GPU Passthrough to LXC Container

ProxyUser

New Member
Aug 15, 2022
20
3
3
I've been having GPU passthrough issue with Dell R720 passing the GPU to an ubuntu 22.04 container. Proxmox host looks fine and I'm able to see the /dev/nvidia device files in the Ubuntu container. But no CUDA capable device is being detected in the container. I tried this on on Proxmox VE 7.2-7


On the Proxmox host:
---------------------------------
#cat /etc/default/grub:

GRUB_CMDLINE_LINUX_DEFAULT="quiet intel_iommu=on"

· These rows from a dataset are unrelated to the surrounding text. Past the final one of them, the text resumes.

PR #338, opened 2022-11-09
Remove batchHandler field from collator struct

schmir-at-bb:
This removes the use of the batch handler from the collator and replaces it with a batcher instance.

We still have a lot of out-commented code that can be either adapted or removed later.

### DIFF
--- a/rolling-shutter/collator/http.go
+++ b/rolling-shutter/collator/http.go
@@ -69,13 +69,7 @@ func (srv *server) SubmitTransaction(w http.ResponseWriter, r *http.Request) {
 	// during inclusion in the batch, e.g. because of nonce mismatch
 	// or lack of funds
 
-	// for now this waits until the final async result is set on the tx.
-	// this will block the request potentially for
-	// quite some time (until there is finality on the tx),
-	// worst case until the tx has been included in the batch and
-	// the batch has been confirmed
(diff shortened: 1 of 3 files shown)


schmir-at-bb:
If this causes too much merge conflicts on your side, we can also defer merging this PR

rolling-shutter/collator/http.go
```diff
@@ -69,13 +69,7 @@ func (srv *server) SubmitTransaction(w http.ResponseWriter, r *http.Request) {
...
 	// or lack of funds
 
-	// for now this waits until the final async result is set on the tx.
-	// this will block the request potentially for
-	// quite some time (until there is finality on the tx),
-	// worst case until the tx has been included in the batch and
-	// the batch has been confirmed
-	res := <-srv.c.batchHandler.EnqueueTx(ctx, x.EncryptedTx)
-	err := res.Err
+	err := srv.c.batcher.EnqueueTx(ctx, x.EncryptedTx)
```
ezdac, line 72: I don't think it's necessary for this PR, but we need to think about concurrency of this method call.
Worst case would be to serialise the call here.

ezdac (approved):
Looks good - but I would prefer to remove the commented-out code.

rolling-shutter/collator/http.go
ezdac: Ah yes, I didn't catch that

Issue #332, opened 2022-11-03
Collator: send DecryptionTrigger to P2P-messaging


ezdac:
After we merged #330, the integration to the messaging layer still needs to be implemented.
The `batcher` puts a DecryptionTrigger in the collator-DB after the batch was closed via the `batcher.CloseBatch( )` method.
A dedicated routine needs to:
- read new, unsent decryption-triggers from the DB
- encode and sign a `shmsg.DecryptionTrigger` from that data
- forward it to the P2P messaging layer
- mark the DecryptionTrigger as sent in the DB

ezdac:
closing, since #339 is merged

PR #339, opened 2022-11-21
Send decryption-trigger to P2P messaging

ezdac:
implements #332 

https://github.com/shutter-network/rolling-shutter/pull/339/commits/fd958e77fe2afd0760f2e8ff6f7f84fe51032429 additionally refactors the `medley.Retry` function-call retry to take additional, but optional parameters regarding logging and retry-metrics like time-interval, exponential-backoff and number of retries.


schmir-at-bb (approved):
nice!

PR #340, opened 2022-12-08
Collator: batch-closing routine

### LINKED ISSUE #335: Collator: close batch every X seconds
In order to progress shutter-batches on the rollup, the collator needs to trigger the commitment and decryption of the current batch being constructed. Therefore a parallel process has to close current batches (`batcher.CloseBatch( )`) as soon as the following conditions are met:
- the previous batch / epoch has to be confirmed and included in the rollup (poll the `shutter_batchNumber` JSON RPC endpoint)
- the time passed since the last batch has been closed has to be at least `X` seconds

A fitting value for parameter `X` has to be empirically derived, depending on the targeted rollup and application context.

ezdac:
closes #335 

### What is implemented in this PR?
1) A new routine is added to the collator which closes batches at a constant interval by calling `batcher.CloseBatch()` and afterwards trying to initiate the batchers chain-state by spamming `batcher.EnsureChainState()`
2) `medley.retry` now has the `StopOnError` and `NumberOfRetries(-1)` configuration options
3) a fix in the `retry.retrier.iterator` implementation + minor changes in the containing package
4) expose error instances from `batcher` publicly

### DIFF
--- a/rolling-shutter/collator/batcher/batcher.go
+++ b/rolling-shutter/collator/batcher/batcher.go
@@ -95,6 +95,15 @@ func (btchr *Batcher) earlyValidateTx(tx *txtypes.Transaction) error {
 	return nil
 }
 
+func (btchr *Batcher) EnsureChainState(ctx context.Context) error {
+	btchr.mux.Lock()
+	defer btchr.mux.Unlock()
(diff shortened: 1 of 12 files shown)


schmir-at-bb (approved):
LGTM

Issue #347, opened 2023-01-11
Progress batches only when a valid Eon configuration is known


ezdac:
To be checked before progressing batches in the batcher:
- Eon public key
- valid Keyper set

In order to get that information, the `L1 block-number` associated with that batch is required.

PR #350, opened 2023-01-16
Do not send close batch if we have no eon public key

schmir-at-bb:
We lookup the eon public key before closing a batch and reject doing that if we don't have an eon public key.

See #347

### DIFF
--- a/rolling-shutter/collator/batcher/batcher.go
+++ b/rolling-shutter/collator/batcher/batcher.go
@@ -232,6 +232,13 @@ func (btchr *Batcher) closeBatchImpl(ctx context.Context, db *cltrdb.Queries, l1
 		return err
 	}
 
+	// Lookup the current eon public key for the given block.
+	_, err = db.FindEonPublicKeyForBlock(ctx, l1blockNumber)
+	if err != nil {
+		log.Info().Int64("l1BlockNumber", l1blockNumber).Msg("no eon public key found")
+		return err
+	}
+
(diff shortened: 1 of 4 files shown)


schmir-at-bb:
Looks like I also need to adapt the tests...

schmir-at-bb:
@ezdac fixed the tests. please take a look at it

rolling-shutter/collator/batcher/batcher.go
```diff
@@ -232,6 +232,13 @@ func (btchr *Batcher) closeBatchImpl(ctx context.Context, db *cltrdb.Queries, l1
 		return err
 	}
 
+	// Lookup the current eon public key for the given block.
+	_, err = db.FindEonPublicKeyForBlock(ctx, l1blockNumber)
+	if err != nil {
```
ezdac, line 237: nitpick: this could also be a database failure or any other kind of error apart from `pgx.ErrNoRows`

Returning different errors for different conditions wouldn't change anything in the calling code though, since we don't catch specific errors there.

ezdac (approved):
Looks good! 

In order to close #347 we would need to add a check for an
existing keyper set in the DB as well.

rolling-shutter/collator/batcher/batcher.go
schmir-at-bb: Right, I think I am a bit lazy with the error handling in general.

PR #358, opened 2023-02-17
Upgrade `libp2p-core` imports to monorepo package imports

ezdac:
The libp2p-core library is being deprecated and is now placed in the main libp2p monorepo.
This also caused some issues updating to golang 1.10 because auf a transient libp2p-core library (IIRC).


schmir-at-bb:
thanks

PR #360, opened 2023-03-03
PeerExchange (PX) and DHT gossipsub discovery

ezdac:
## Peer and topic discovery
Peers in our libp2p messaging network will use [gossipsub 1.1 PX](https://github.com/libp2p/specs/blob/master/pubsub/gossipsub/gossipsub-v1.1.md#prune-backoff-and-peer-exchange) in order to being bootstrapped for subscribed topics:

A bootstrap node that has PX activated will automatically PRUNE a gossipsub connection of a peer immediatly,
but will provide the pruned node with additional metadata of other peers interested in the topic.
The scoring system has to be adjusted in a certain way to allow peer-exchange, as stated in the [gossipsub 1.1 spec](https://github.com/libp2p/specs/blob/master/pubsub/gossipsub/gossipsub-v1.1.md#recommendations-for-network-operators).

As an "ambient peer discovery" fallback for routing (finding correct dial endpoints with full multiaddr address paths) 
and topic discovery (finding peers to form the gossipsub overlay mesh for the same topics), a DHT based solution is used. 
However it is not tested if this properly works with the used parameters and configuration.

## Breaking changes
- Fix / change automatic binding of environment variables
- Change configuration options

## Other changes
- Add `p2pnode` command for p2p bootstrap node
- Add bootstrap node integration in clojure code  / e2e-tests


schmir-at-bb:
LGTM. `ROLLING_SHUTTER_ROOT` should not be renamed. We also use the same environment variable in `play.clj`
The let binding is `bb.edn` is hard to read. Values should start on the same line as the variable.

PR #362, opened 2023-03-14
Split off p2p messages from shmsg

schmir-at-bb:
We defined all of the protoc generated code inside one package. This commit moves the p2p related messages to a dedicated package.


rolling-shutter/p2pmsg/messages.go
```diff
@@ -0,0 +1,180 @@
...
+		if val != messageTypeName {
+			err := errors.Errorf("Topic '%s' already has message type <%s> registered. Registering %s failed", topic, val, messageTypeName)
+			panic(err)
+		}
+	}
+	topicToProtoName[topic] = messageTypeName
+}
+
+// P2PMessage can be send via the p2p protocol.
+type P2PMessage interface {
```
ezdac, line 52: we could rename this now to `p2pmsg.Message`

ezdac (approved):
looks good

rolling-shutter/p2pmsg/messages.go
schmir-at-bb: I'll probably do this in another commit

PR #363, opened 2023-03-22
Untangle keyper pkg

schmir-at-bb:
Split the keyper package in subpackages. This should make reuse of the code easier.

This is not done yet, I also like to create a package for the smdriver/smstate code. But I think we could already merge this one.


rolling-shutter/keyper/kprapi/kprapi.go
```diff
@@ -0,0 +1,111 @@
...
+}
+
+func (srv *server) Start(ctx context.Context, group *errgroup.Group) error {
+	httpServer := &http.Server{
+		Addr:              srv.config.GetHTTPListenAddress(),
+		Handler:           srv.setupRouter(),
+		ReadHeaderTimeout: 5 * time.Second,
+	}
+	group.Go(httpServer.ListenAndServe)
+	group.Go(func() error {
```
ezdac, line 95: Here is the graceful shutdown pattern again. I use it 2 times in the new tracing / metrics as well. Would make sense to  support this in the medley/service

rolling-shutter/keyper/epochkghandler/epochkghandler.go
```diff
@@ -11,27 +13,50 @@ import (
...
 )
 
-type epochKGHandler struct {
-	config Config
-	db     *kprdb.Queries
+type EpochKGHandler struct {
+	address    common.Address
+	instanceID uint64
+	db         *kprdb.Queries
+	dbpool     *pgxpool.Pool
```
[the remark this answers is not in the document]
schmir-at-bb: no, the whole thing probably needs some more polish. Also the handling of the config object is inconsistent. I'll fix that later.

rolling-shutter/keyper/kprapi/kprapi.go
schmir-at-bb: I thought about having a start/stop method as part of the service interface and wrote some code for it. But it's not straight forward. E.g. in the code above the `httpServer.ListenAndServe` will never return. It' probably best to set the BaseContext field in the http server struct in order to allow shutting down the server by cancelling the context.

PR #366, opened 2023-03-28
Add instrumentation for cross-boundary tracing

ezdac:
Adds all of the necessary setup and instrumentation functions to allow for using Opentelemetry for tracing and metrics
in non-production environments.

This does not include:
- manual instrumentation across the codebase (but this requires to only add 2 LoC per span)
- setup and enabling of the tracing for the command entrypoints
- configuration option to enable tracing per command


schmir-at-bb (approved):
lgtm

PR #367, opened 2023-04-27
Fix bug in keyper config

konradkonrad:
The config key is `ListenAdresses` (plural).


konradkonrad:
@ezdac

ezdac:
This ist not relevant anymore since we have the refactored config system.

PR #368, opened 2023-05-03
Snapshot/merge

konradkonrad:
This PR is a "port" of the snapshot specific code that lived in branch `snapshot/main` onto the current `main` branch. The intention is to synchronize with the tooling/patterns used in `main` and benefit from newer features, e.g. p2p discovery.
For the future, this should allow to share the common code base and concentrate on the snapshot shutter specific bits.


contracts/deploy/515_configure_collator.js
```diff
@@ -36,17 +37,18 @@ module.exports = async function (hre) {
...
   const activationBlockNumber = currentBlock + 10;
-
   const activeConfig = await cfg.getActiveConfig(activationBlockNumber);
   if (activeConfig[1].toNumber() === configSetIndex) {
     console.log("Collator config already added");
     return;
   }
 
-  await cfg.addNewCfg({
+  configSetIndex--;
```
konradkonrad, line 46: @ulope this "hack" seems to do the trick in the clean slate deployment case, but it's not correct

rolling-shutter/snapshot/handler.go
```diff
@@ -0,0 +1,154 @@
...
+	return []p2pmsg.Message{&p2pmsg.DecryptionTrigger{}}
+}
+
+func (*EonPublicKeyHandler) MessagePrototypes() []p2pmsg.Message {
+	return []p2pmsg.Message{&p2pmsg.DecryptionTrigger{}}
+}
+
+func (handler *DecryptionKeyHandler) ValidateMessage(ctx context.Context, msg p2pmsg.Message) (bool, error) {
+	decryptionKeyMsg := msg.(*p2pmsg.DecryptionKey)
+	//FIXME: check snapshot business logic for decryptionKeyMsg validation
```
konradkonrad, line 57: @ulope I don't know if there is more to do here?

rolling-shutter/snapshot/handler.go
```diff
@@ -0,0 +1,154 @@
+package snapshot
```
konradkonrad, line 1: @ulope I created this whole message handler module to mirror the other message handling code in the main branch. I have _not_ run any tests to confirm, that it actually works as intended.

rolling-shutter/snapshot/handler.go
```diff
@@ -0,0 +1,154 @@
...
+		return nil, err
+	}
+	seenEons[eonId] = struct{}{}
+
+	return nil, nil
+}
+
+func (handler *TimedEpochHandler) HandleMessage(ctx context.Context, m p2pmsg.Message) ([]p2pmsg.Message, error) {
+	var result []p2pmsg.Message
+	//FIXME: add TimedEpoch handling logic
```
konradkonrad, line 152: @ulope This one is still not implemented

PR #369, opened 2023-05-03
Run make-generate

konradkonrad:
I get different ABIs when I run `make-generate` from current `main` branch (https://github.com/shutter-network/rolling-shutter/commit/ae8efa860ec800da61e5941d2abc6b67b7549012)


schmir:
I've changed the CircleCI settings to build pull requests, which it didn't do and also forced a build of this pull request.
As you can see, the `rs-generate` step fails. Not sure what's wrong at the moment. Let's discuss in the daily.

PR #374, opened 2023-06-05
Add generate to pre-commit

ulope:
Add a local hook to run `make generate` in pre-commit to prevent commits with missing or outdated generated files.


.pre-commit-config.yaml
```diff
@@ -2,6 +2,16 @@ default_language_version:
   python: python3
 
 repos:
+  - repo: local
+    hooks:
+      - id: generate
+        name: generate
+        language: system
+        entry: bash -c 'cd rolling-shutter && make generate'
+        always_run: true
```
konradkonrad, line 11: why do we have to `always_run: true` here?
couldn't we also use some rather broad [type filters](https://pre-commit.com/#filtering-files-with-types) instead?

ulope: Yeah probably, I started with writing a `files:` filter but then abandoned that idea since I didn't want to spend too much time on it and also it seemed like one of those things that get forgotten to update when at some point a new `// go:generate` directive is added somewhere.

With already existing files `make generate` takes less than 3s on my machine. That seemed acceptable.

PR #381, opened 2023-06-22
Setup distributed Shuttermint in snapshutter

### LINKED ISSUE #380: Set up distributed shuttermint for snapshutter
The docker-compose setup currently runs a single shuttermint node in `dev` mode.

In production, each keyper should run their own shuttermint chain node alongside.

konradkonrad:
Notable changes included:
- Write the validator public key of a TM node into it's own file
- Add `bb` test for changing the initial validator set
- Run 3 TM `chain`s
- removed `--dev` mode from TM command

Fixes #380


schmir:
This breaks the principle of least privilege.

konradkonrad:
> This breaks the principle of least privilege.

This comment referred to a change that read the private key. This is no longer the case. Thanks schmir!

PR #387, opened 2023-07-17
Allow specifying the initial eon when initializing the chain

schmir:
This allows specifying the initial eon when initializing a chain.


ulope (approved):
LGTM

PR #398, opened 2023-08-28
Update go-libp2p to v0.30.0 and go to 1.21

schmir:
Update go-libp2p to v0.30.0 and go to 1.21

This version is compatible with go 1.21 and allows us to build binaries with this go version.


schmir:
Added two more commits: 5fdeef8ca6155dd9a53809c184c2a981f97633cd, 2defe495f250227c10e7a597a6e72f6399305a

PR #404, opened 2023-09-05
Chainobserver: sync from earliest contract deployment only

ezdac:
Before we blindly synced blockchain events from the block 0 on without considering the contract creations.
Now, we take the minimum of all contract creation block-numbers for events we are interested in and start syncing there.
If we saved a sync progress later than that, this is used instead as the starting point for syncing.


ulope (approved):
Lgtm

PR #406, opened 2023-09-07
fix(snapshot): get seen eons / epochs from db instead of map

ezdac:
Before we kept an in-memory map of seen eons and epoch, in order to avoid firing events multiple times.
If the node would crash, this information would be lost - although this has no negative effect on database records.

Now, we simply try to insert incoming objects into our db, and will react on wether `ON CONFLICT DO NOTHING` happened during the insert.


ulope (approved):
LGTM

I also added that already known keys will be served back to snapshot from the DB instead of re-sending a decryptionTrigger.

PR #408, opened 2023-09-11
Speedup 'make generate' and the generate pre-commit hook

schmir:


ulope (approved):
Thank you *very much*

Inspired by this I added a make based speedup for the `gendocs` part as well.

# cat /etc/pve/lxc/101.conf
lxc.cgroup.devices.allow: c 195:* rwm
lxc.cgroup.devices.allow: c 509:* rwm
lxc.cgroup.devices.allow: c 226:* rwm
lxc.mount.entry: /dev/nvidia0 dev/nvidia0 none bind,optional,create=file
lxc.mount.entry: /dev/nvidiactl dev/nvidiactl none bind,optional,create=file
lxc.mount.entry: /dev/nvidia-modeset dev/nvidia-modeset none bind,optional,create=file
lxc.mount.entry: /dev/nvidia-uvm dev/nvidia-uvm none bind,optional,create=file
lxc.mount.entry: /dev/nvidia-uvm-tools dev/nvidia-uvm-tools none bind,optional,create=file
lxc.mount.entry: /dev/dri dev/dri none bind,optional,create=dir
lxc.mount.entry: /dev/fb0 dev/fb0 none bind,optional,create=file

#nvidia-smi
1661363354460.png

On Ubuntu 22.04 LXC Container:
--------------------------------------------------
1. Verified GPU is available through device files:
# ll /dev/nvidia*
crw-rw-rw- 1 root root 195, 254 Aug 24 15:22 /dev/nvidia-modeset
crw-rw-rw- 1 root root 509, 0 Aug 24 15:22 /dev/nvidia-uvm
crw-rw-rw- 1 root root 509, 1 Aug 24 15:22 /dev/nvidia-uvm-tools
crw-rw-rw- 1 root root 195, 0 Aug 24 15:22 /dev/nvidia0
crw-rw-rw- 1 root root 195, 255 Aug 24 15:22 /dev/nvidiactl
# ll /dev/dri/*
crw-rw---- 1 root video 226, 0 Aug 24 15:22 /dev/dri/card0
crw-rw---- 1 root video 226, 1 Aug 24 15:22 /dev/dri/card1
crw-rw---- 1 root syslog 226, 128 Aug 24 15:22 /dev/dri/renderD128
# ll /dev/fb*
crw-rw---- 1 root video 29, 0 Aug 24 15:22 /dev/fb0

2. Installed CUDA (same version as host) using this: https://docs.nvidia.com/cuda/cuda-installation-guide-linux/index.html#ubuntu-installation

3. Install the CUDA Samples from here: https://github.com/nvidia/cuda-samples

4. Test GPU available from Container:
# /cudaSamples/cuda-samples/Samples/1_Utilities/deviceQuery/deviceQuery
./deviceQuery Starting...

CUDA Device Query (Runtime API) version (CUDART static linking)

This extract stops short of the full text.